WORK INSTRUCTION:
Copy the records out again in full, keeping them identical.

======

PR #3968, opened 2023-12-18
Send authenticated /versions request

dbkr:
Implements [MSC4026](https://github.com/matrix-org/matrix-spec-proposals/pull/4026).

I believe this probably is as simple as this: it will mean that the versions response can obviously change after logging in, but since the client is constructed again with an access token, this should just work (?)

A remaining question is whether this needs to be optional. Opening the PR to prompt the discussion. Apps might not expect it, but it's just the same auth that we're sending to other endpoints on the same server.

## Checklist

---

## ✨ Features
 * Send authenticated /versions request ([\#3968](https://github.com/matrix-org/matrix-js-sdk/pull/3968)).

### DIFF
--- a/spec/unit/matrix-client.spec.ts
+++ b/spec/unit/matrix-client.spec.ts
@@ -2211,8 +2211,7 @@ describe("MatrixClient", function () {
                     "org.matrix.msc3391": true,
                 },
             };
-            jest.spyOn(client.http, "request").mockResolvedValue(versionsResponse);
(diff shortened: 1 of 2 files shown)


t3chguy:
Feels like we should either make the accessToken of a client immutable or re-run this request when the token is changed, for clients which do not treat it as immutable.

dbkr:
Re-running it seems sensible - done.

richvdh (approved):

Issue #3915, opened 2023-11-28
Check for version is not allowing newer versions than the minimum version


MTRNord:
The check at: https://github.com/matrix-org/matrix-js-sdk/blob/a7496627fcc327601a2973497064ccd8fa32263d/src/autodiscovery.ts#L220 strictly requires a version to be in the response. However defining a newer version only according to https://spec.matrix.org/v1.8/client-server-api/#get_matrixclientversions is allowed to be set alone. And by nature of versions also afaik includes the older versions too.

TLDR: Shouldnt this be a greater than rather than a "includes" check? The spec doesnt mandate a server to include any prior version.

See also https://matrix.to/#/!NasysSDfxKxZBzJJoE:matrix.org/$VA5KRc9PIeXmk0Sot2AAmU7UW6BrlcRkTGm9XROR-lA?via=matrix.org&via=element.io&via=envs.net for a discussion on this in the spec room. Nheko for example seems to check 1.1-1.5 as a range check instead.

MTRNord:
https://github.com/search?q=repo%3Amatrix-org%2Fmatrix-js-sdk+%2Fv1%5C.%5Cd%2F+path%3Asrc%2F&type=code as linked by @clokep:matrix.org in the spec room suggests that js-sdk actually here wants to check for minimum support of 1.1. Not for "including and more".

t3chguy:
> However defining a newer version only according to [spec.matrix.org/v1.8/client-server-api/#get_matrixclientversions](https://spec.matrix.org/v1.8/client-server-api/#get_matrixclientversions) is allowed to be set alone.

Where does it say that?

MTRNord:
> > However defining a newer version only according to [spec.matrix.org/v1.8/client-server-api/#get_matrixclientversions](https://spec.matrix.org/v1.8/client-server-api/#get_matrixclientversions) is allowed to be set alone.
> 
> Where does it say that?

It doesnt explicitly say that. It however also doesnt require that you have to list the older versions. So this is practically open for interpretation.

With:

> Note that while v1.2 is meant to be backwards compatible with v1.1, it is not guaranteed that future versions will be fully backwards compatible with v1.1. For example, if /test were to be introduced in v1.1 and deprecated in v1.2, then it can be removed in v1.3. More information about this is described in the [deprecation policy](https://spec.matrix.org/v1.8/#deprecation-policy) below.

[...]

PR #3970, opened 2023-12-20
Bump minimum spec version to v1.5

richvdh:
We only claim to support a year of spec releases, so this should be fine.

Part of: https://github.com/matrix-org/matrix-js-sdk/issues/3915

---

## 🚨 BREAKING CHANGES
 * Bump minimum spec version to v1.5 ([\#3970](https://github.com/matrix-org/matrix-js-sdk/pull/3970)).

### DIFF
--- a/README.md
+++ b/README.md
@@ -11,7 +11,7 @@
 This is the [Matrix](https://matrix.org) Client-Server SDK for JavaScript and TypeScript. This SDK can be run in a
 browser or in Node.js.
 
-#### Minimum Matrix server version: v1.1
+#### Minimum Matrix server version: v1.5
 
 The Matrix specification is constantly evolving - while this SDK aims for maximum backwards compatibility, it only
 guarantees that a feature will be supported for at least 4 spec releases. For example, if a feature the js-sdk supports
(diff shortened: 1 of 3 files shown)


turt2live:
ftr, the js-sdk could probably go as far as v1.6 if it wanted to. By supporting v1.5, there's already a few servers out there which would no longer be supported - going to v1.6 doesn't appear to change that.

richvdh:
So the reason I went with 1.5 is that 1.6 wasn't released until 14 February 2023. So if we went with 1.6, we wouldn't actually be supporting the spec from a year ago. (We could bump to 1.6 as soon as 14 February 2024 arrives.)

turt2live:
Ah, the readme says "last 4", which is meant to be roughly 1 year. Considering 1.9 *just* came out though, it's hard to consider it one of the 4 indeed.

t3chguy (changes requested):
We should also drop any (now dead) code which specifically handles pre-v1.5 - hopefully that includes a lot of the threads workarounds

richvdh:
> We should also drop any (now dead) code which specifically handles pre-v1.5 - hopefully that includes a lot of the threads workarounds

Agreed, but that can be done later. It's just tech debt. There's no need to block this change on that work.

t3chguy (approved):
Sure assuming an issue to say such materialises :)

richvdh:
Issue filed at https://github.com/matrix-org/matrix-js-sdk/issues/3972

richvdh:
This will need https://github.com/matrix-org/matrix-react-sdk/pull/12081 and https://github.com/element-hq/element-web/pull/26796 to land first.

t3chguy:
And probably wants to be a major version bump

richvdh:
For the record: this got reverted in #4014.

======

OUTPUT OF THE EXERCISE:
PR #3968, opened 2023-12-18
Send authenticated /versions request

dbkr:
Implements [MSC4026](https://github.com/matrix-org/matrix-spec-proposals/pull/4026).

I believe this probably is as simple as this: it will mean that the versions response can obviously change after logging in, but since the client is constructed again with an access token, this should just work (?)

A remaining question is whether this needs to be optional. Opening the PR to prompt the discussion. Apps might not expect it, but it's just the same auth that we're sending to other endpoints on the same server.

## Checklist

---

## ✨ Features
 * Send authenticated /versions request ([\#3968](https://github.com/matrix-org/matrix-js-sdk/pull/3968)).

### DIFF
--- a/spec/unit/matrix-client.spec.ts
+++ b/spec/unit/matrix-client.spec.ts
@@ -2211,8 +2211,7 @@ describe("MatrixClient", function () {
                     "org.matrix.msc3391": true,
                 },
             };
-            jest.spyOn(client.http, "request").mockResolvedValue(versionsResponse);
(diff shortened: 1 of 2 files shown)


t3chguy:
Feels like we should either make the accessToken of a client immutable or re-run this request when the token is changed, for clients which do not treat it as immutable.

dbkr:
Re-running it seems sensible - done.

richvdh (approved):

Issue #3915, opened 2023-11-28
Check for version is not allowing newer versions than the minimum version


MTRNord:
The check at: https://github.com/matrix-org/matrix-js-sdk/blob/a7496627fcc327601a2973497064ccd8fa32263d/src/autodiscovery.ts#L220 strictly requires a version to be in the response. However defining a newer version only according to https://spec.matrix.org/v1.8/client-server-api/#get_matrixclientversions is allowed to be set alone. And by nature of versions also afaik includes the older versions too.

TLDR: Shouldnt this be a greater than rather than a "includes" check? The spec doesnt mandate a server to include any prior version.

See also https://matrix.to/#/!NasysSDfxKxZBzJJoE:matrix.org/$VA5KRc9PIeXmk0Sot2AAmU7UW6BrlcRkTGm9XROR-lA?via=matrix.org&via=element.io&via=envs.net for a discussion on this in the spec room. Nheko for example seems to check 1.1-1.5 as a range check instead.

MTRNord:
https://github.com/search?q=repo%3Amatrix-org%2Fmatrix-js-sdk+%2Fv1%5C.%5Cd%2F+path%3Asrc%2F&type=code as linked by @clokep:matrix.org in the spec room suggests that js-sdk actually here wants to check for minimum support of 1.1. Not for "including and more".

t3chguy:
> However defining a newer version only according to [spec.matrix.org/v1.8/client-server-api/#get_matrixclientversions](https://spec.matrix.org/v1.8/client-server-api/#get_matrixclientversions) is allowed to be set alone.

Where does it say that?

MTRNord:
> > However defining a newer version only according to [spec.matrix.org/v1.8/client-server-api/#get_matrixclientversions](https://spec.matrix.org/v1.8/client-server-api/#get_matrixclientversions) is allowed to be set alone.
> 
> Where does it say that?

It doesnt explicitly say that. It however also doesnt require that you have to list the older versions. So this is practically open for interpretation.

With:

> Note that while v1.2 is meant to be backwards compatible with v1.1, it is not guaranteed that future versions will be fully backwards compatible with v1.1. For example, if /test were to be introduced in v1.1 and deprecated in v1.2, then it can be removed in v1.3. More information about this is described in the [deprecation policy](https://spec.matrix.org/v1.8/#deprecation-policy) below.

[...]

PR #3970, opened 2023-12-20
Bump minimum spec version to v1.5

richvdh:
We only claim to support a year of spec releases, so this should be fine.

Part of: https://github.com/matrix-org/matrix-js-sdk/issues/3915

---

## 🚨 BREAKING CHANGES
 * Bump minimum spec version to v1.5 ([\#3970](https://github.com/matrix-org/matrix-js-sdk/pull/3970)).

### DIFF
--- a/README.md
+++ b/README.md
@@ -11,7 +11,7 @@
 This is the [Matrix](https://matrix.org) Client-Server SDK for JavaScript and TypeScript. This SDK can be run in a
 browser or in Node.js.
 
-#### Minimum Matrix server version: v1.1
+#### Minimum Matrix server version: v1.5
 
 The Matrix specification is constantly evolving - while this SDK aims for maximum backwards compatibility, it only
 guarantees that a feature will be supported for at least 4 spec releases. For example, if a feature the js-sdk supports
(diff shortened: 1 of 3 files shown)


turt2live:
ftr, the js-sdk could probably go as far as v1.6 if it wanted to. By supporting v1.5, there's already a few servers out there which would no longer be supported - going to v1.6 doesn't appear to change that.

richvdh:
So the reason I went with 1.5 is that 1.6 wasn't released until 14 February 2023. So if we went with 1.6, we wouldn't actually be supporting the spec from a year ago. (We could bump to 1.6 as soon as 14 February 2024 arrives.)

turt2live:
Ah, the readme says "last 4", which is meant to be roughly 1 year. Considering 1.9 *just* came out though, it's hard to consider it one of the 4 indeed.

t3chguy (changes requested):
We should also drop any (now dead) code which specifically handles pre-v1.5 - hopefully that includes a lot of the threads workarounds

richvdh:
> We should also drop any (now dead) code which specifically handles pre-v1.5 - hopefully that includes a lot of the threads workarounds

Agreed, but that can be done later. It's just tech debt. There's no need to block this change on that work.

t3chguy (approved):
Sure assuming an issue to say such materialises :)

richvdh:
Issue filed at https://github.com/matrix-org/matrix-js-sdk/issues/3972

richvdh:
This will need https://github.com/matrix-org/matrix-react-sdk/pull/12081 and https://github.com/element-hq/element-web/pull/26796 to land first.

t3chguy:
And probably wants to be a major version bump

richvdh:
For the record: this got reverted in #4014.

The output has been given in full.